# [What you should do]
Wherever a line of the listing holds the string "attr", copy that line.
»»
PR #117, opened 2021-06-24
Implement simple do-while loop functionality

matt-kempster:
An offshoot of #76, this implements simple do-while loop detection and output.

Should I add a new command-line option to disable this? It does add a new layer of nesting, since goto labels don't take up a nest level. I also don't know what the sentiment about this change is - perhaps it just gets in the way? (Nevertheless, it's important for #76, so that's why I'm breaking it off like this.)

I should probably run this on some entire projects to see what happens, also.

There's at least one confusing part (the `secretly=...` code), which I plan to document soon, but haven't found the right words to explain properly.

### DIFF
--- a/src/if_statements.py
+++ b/src/if_statements.py
@@ -151,11 +151,34 @@ class LabelStatement:
         return "\n".join(lines)
 
 
+@attr.s
+class DoWhileLoop:
+    body: "Body" = attr.ib()
+    condition: Optional[Condition] = attr.ib(default=None)
+
+    def should_write(self) -> bool:
+        return True
+
+    def format(self, fmt: Formatter) -> str:
+        space = fmt.indent("")
+        after_do = f"\n{space}" if fmt.coding_style.newline_after_if else " "
+        cond = format_expr(self.condition, fmt) if self.condition else ""
+        with fmt.indented():
+            return "\n".join(
+                [
+                    f"{space}do{after_do}{{",
+                    self.body.format(fmt),
+                    f"{space}}} while ({cond});",
+                ]
+            )
+
+
 Statement = Union[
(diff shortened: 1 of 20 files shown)


src/if_statements.py
```diff
@@ -617,6 +691,22 @@ def build_flowgraph_between(context: Context, start: Node, end: Node) -> Body:
...
+        if not skip_loop_detection and isinstance(curr_start, ConditionalNode):
+            # breakpoint()
+            do_while_loop = detect_loop(context, curr_start, end)
+            if do_while_loop:
+                # breakpoint()
+                body.add_do_while_loop(do_while_loop)
+                # Move past the loop:
+                if curr_start.loop and curr_start.loop.is_self_loop():
+                    curr_start = curr_start.fallthrough_edge
+                else:
```
zbanks, line 703: It's possible that the conditional at the head of the loop is unrelated to the loop itself, unfortunately:

```diff
diff --git a/tests/end_to_end/loop_with_if/orig.c b/tests/end_to_end/loop_with_if/orig.c
index a42150f..172b179 100644
--- a/tests/end_to_end/loop_with_if/orig.c
+++ b/tests/end_to_end/loop_with_if/orig.c
@@ -9,5 +9,13 @@ int test(int length) {
         }
     }
 
+    do {
+        if (i == 7) {
+            i *= 3;
+        } else {
+            i += 6;
+        }
+    } while (i < length * 2);
+
     return i;
 }
```

2021-06-24-021128_628x447_scrot

Here, Node 7 is the head of the loop, and a conditional, but the conditional is the if statement and is unrelated to the loop itself. (The loop conditional is in node 11)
««
# [Task result]
+@attr.s
+    body: "Body" = attr.ib()
+    condition: Optional[Condition] = attr.ib(default=None)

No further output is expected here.